Government Digs Up US Chemical Weapons, Then Debt

Sor Hun and the monks at his pagoda waited for a few days before going near two chemical barrels dropped on their village near the Vietnamese border in 1970 as part of a U.S. aerial assault meant to flush out Viet Cong guerillas believed to be hiding out there. Two other barrels had exploded on impact.

“We were afraid that the chemicals could spread, so we decided to dig the ground and buried them about a meter and a half deep,” said Mr. Hun, who was a 17-year-old pagoda boy at the time. “In 2011, students built a garden and dug the ground near the barrel, and it leaked a little odor, but it was covered with dirt again.”

 

Workers assess the site of buried unexploded ordnance in Svay Rieng province. (Cambodian Mine Action Center)

Mr. Hun, a Koki commune councilor, said that he told the Cambodian Mine Action Center (CMAC) about the barrels in 2013, but was told that they were not prepared to deal with them, so he let the issue drop.

However, four days after Donald Trump was sworn in as the 45th U.S. president, CMAC announced that it would have to temporarily evacuate hundreds of villagers to remove the buried barrels of 2-chlorobenzalmalononitrile.

The government says the timing was a coincidence, but the discovery and international media attention it has received fit seamlessly into a campaign by the ruling party to shame the U.S. into forgiving what is now a nearly $450 million war debt from the Lon Nol regime.

“Thousands of Cambodians to be Evacuated After US Bombs From Vietnam War Found,” read the headline on an Agence France-Presse article. “Vietnam War-Era Tear Gas Bombs Found in Cambodian Village” was the Associated Press headline.

Tenh Chea, Romeas Hek district governor, said the operation was set in motion when National Military Police Commander Sao Sokha visited the pagoda for a groundbreaking ceremony on a dining hall at the pagoda on January 12. Mr. Chea said General Sokha asked CMAC to inspect the area the day before the ceremony.
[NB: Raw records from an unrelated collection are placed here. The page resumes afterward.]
PR #698, opened 2018-08-02
REST and gRPC health checks.

gorzell:
Add simple health checks for the REST and gRPC APIs, based on the Netflix health check library.

The gRPC version also uses the standard proto definition/api from gRPC.


grpc-server/src/main/java/com/netflix/conductor/grpc/server/service/HealthServiceImpl.java
```diff
@@ -0,0 +1,44 @@
...
+import io.grpc.stub.StreamObserver;
+
+public class HealthServiceImpl extends HealthGrpc.HealthImplBase {
+    private static final Logger LOGGER = LoggerFactory.getLogger(HealthServiceImpl.class);
+    private static final GRPCHelper GRPC_HELPER = new GRPCHelper(LOGGER);
+
+    private final HealthCheckAggregator healthCheck;
+
+    @Inject
+    public HealthServiceImpl(HealthCheckAggregator healthCheck) {
```
cyzhao: HealthModule needs to be installed.

gorzell: That is done in the `ServerModule`, which I believe at the moment is the correct place.

https://github.com/Netflix/conductor/pull/698/files#diff-d0cb0cb5585c979ec521f16dd0acce59R43

PR #699, opened 2018-08-03
Rate Limiting Abstraction for Tasks

pctreddy:
The Rate limiting configuration abstraction is currently at the TaskDef level and the rate limit is evaluated before starting execution in the WorkflowExecutor.

The Dummy implementation of the rate limit is provided by the `DummyRateLimitingService.java`

### DIFF
--- a/core/src/main/java/com/netflix/conductor/core/execution/DeciderService.java
+++ b/core/src/main/java/com/netflix/conductor/core/execution/DeciderService.java
@@ -43,7 +43,9 @@ import java.util.LinkedHashMap;
 import java.util.LinkedList;
 import java.util.List;
 import java.util.Map;
+import java.util.Optional;
 import java.util.Set;
+import java.util.function.Function;
 import java.util.stream.Collectors;
 
 import static com.netflix.conductor.common.metadata.tasks.Task.Status.COMPLETED_WITH_ERRORS;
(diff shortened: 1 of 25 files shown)


core/src/main/java/com/netflix/conductor/core/execution/DeciderService.java
```diff
@@ -128,17 +130,16 @@ private DeciderOutcome decide(final WorkflowDef workflowDef, final Workflow work
...
 
-        Map<String, Task> tasksToBeScheduled = new LinkedHashMap<>();
-
-        preScheduledTasks.forEach(pst -> {
-            tasksToBeScheduled.put(pst.getReferenceTaskName(), pst);
-        });
+        //Traverse the pre-scheduled tasks to a linkedHasMap
+        Map<String, Task> tasksToBeScheduled = preScheduledTasks.stream()
+                .collect(Collectors.toMap(Task::getReferenceTaskName, Function.identity(),
+                        (element1, element2) -> element2, LinkedHashMap::new));
```
cyzhao: should throwingMerger be used here?

core/src/main/java/com/netflix/conductor/core/execution/mapper/TaskMapperContext.java
```diff
@@ -38,17 +40,48 @@
     private DeciderService deciderService;
 
 
-    public TaskMapperContext(WorkflowDef workflowDefinition, Workflow workflowInstance, WorkflowTask taskToSchedule,
+    /*private TaskMapperContext(WorkflowDef workflowDefinition, Workflow workflowInstance, TaskDef taskDefinition, WorkflowTask taskToSchedule,
```
cyzhao: remove

core/src/main/java/com/netflix/conductor/core/execution/DeciderService.java
pctreddy: That should be the case, but the existing code was just overwriting the value, kept the behavior of the existing code.

PR #715, opened 2018-08-11
expand inline json for event handler script evaluation

apanicker-nflx:
expand inline json for event handler script evaluation


core/src/main/java/com/netflix/conductor/core/utils/JsonUtils.java
```diff
@@ -0,0 +1,68 @@
+package com.netflix.conductor.core.utils;
+
+import com.fasterxml.jackson.databind.ObjectMapper;
+import com.google.common.annotations.VisibleForTesting;
+
+import javax.inject.Singleton;
+import java.util.List;
+import java.util.Map;
+
+@Singleton
```
pctreddy: Why define it as a `@Singleton`  when this util class does not have any dependency and while the initialization in all the classes is done by calling the constructor `private final JsonUtils jsonUtils = new JsonUtils();` ?

core/src/main/java/com/netflix/conductor/core/utils/JsonUtils.java
```diff
@@ -0,0 +1,68 @@
...
+public class JsonUtils {
```
pctreddy: Missing java doc at the class level, having javadoc at class level will help future use cases.

core/src/main/java/com/netflix/conductor/core/utils/JsonUtils.java
```diff
@@ -0,0 +1,68 @@
...
+
+    private Object getJson(String jsonAsString) {
+        try {
+            return objectMapper.readValue(jsonAsString, Object.class);
+        } catch (Exception e) {
+            return jsonAsString;
+        }
+    }
+
+    @SuppressWarnings("unchecked")
```
pctreddy: Consider adding javadoc to this method since it can call private methods depending on the instance type.

pctreddy: public method does not need `@VisibleForTesting`

core/src/main/java/com/netflix/conductor/core/utils/JsonUtils.java
```diff
@@ -0,0 +1,68 @@
...
+    private final ObjectMapper objectMapper = new ObjectMapper();
+
+    public JsonUtils() {
+    }
+
+    private Object getJson(String jsonAsString) {
+        try {
+            return objectMapper.readValue(jsonAsString, Object.class);
+        } catch (Exception e) {
+            return jsonAsString;
```
pctreddy: Exception is swallowed here, consider propagating the exception and logger statements. If no exception is propagated add doc to this method or the calling method for the reasoning behind not propagating the exception.

core/src/main/java/com/netflix/conductor/core/utils/JsonUtils.java
```diff
@@ -0,0 +1,68 @@
...
+                expandMap((Map<String, Object>) value);
+            } else if (value instanceof List) {
+                expandList((List<Object>) value);
+            }
+        }
+    }
+
+    @SuppressWarnings("unchecked")
+    private void expandMap(Map<String, Object> input) {
+        for (Map.Entry<String, Object> e : input.entrySet()) {
```
pctreddy: use better names instead of single letters.

core/src/main/java/com/netflix/conductor/core/utils/JsonUtils.java
apanicker-nflx: Added javadoc

core/src/main/java/com/netflix/conductor/core/utils/JsonUtils.java
apanicker-nflx: Added a log message and added this to the javadoc for this method.

core/src/main/java/com/netflix/conductor/core/utils/JsonUtils.java
apanicker-nflx: Added javadoc and cleaned up.

core/src/main/java/com/netflix/conductor/core/utils/JsonUtils.java
apanicker-nflx: Done.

CMAC director Heng Ratana claimed that the agency had only learned of the barrels a few days ago. “CMAC just received this information a week ago,” he said. “You should not be concerned about that.”

Since Mr. Trump was elected in November, Prime Minister Hun Sen has taken every opportunity possible to mention the destruction wrought by the U.S. bombardment of Cambodia between 1965 and 1973, when it is believed to have dropped 2.75 million tons of ordnance on more than 113,000 Cambodian sites. Casualty estimates range from 5,000 Cambodians to more than half a million.

Arrows show the site of buried unexploded ordnance in an elementary school in Svay Rieng province. (Cambodian Mine Action Center)

“I hope the government of Mr. Donald Trump will think about the debt Cambodia owes the United States from the Khmer Republic of General Lon Nol. Should the debt be canceled?” Mr. Hun Sen asked rhetorically in his opening remarks at last month’s Sea Festival in Sihanoukville.

“It is difficult for us to tell Cambodians to accept debt to buy bombs and bullets to kill Cambodian people.”

Mr. Hun Sen sent the same message last week during a panel discussion at the World Economic Forum in Davos, Switzerland.

“America entirely invaded, that is the real story,” he said. “Now there are lots of leftover bombs, unexploded ordnance of America, so America should pay more to Cambodia, Vietnam and Laos to take responsibility, but they don’t. They have demanded our debt as victims of war.”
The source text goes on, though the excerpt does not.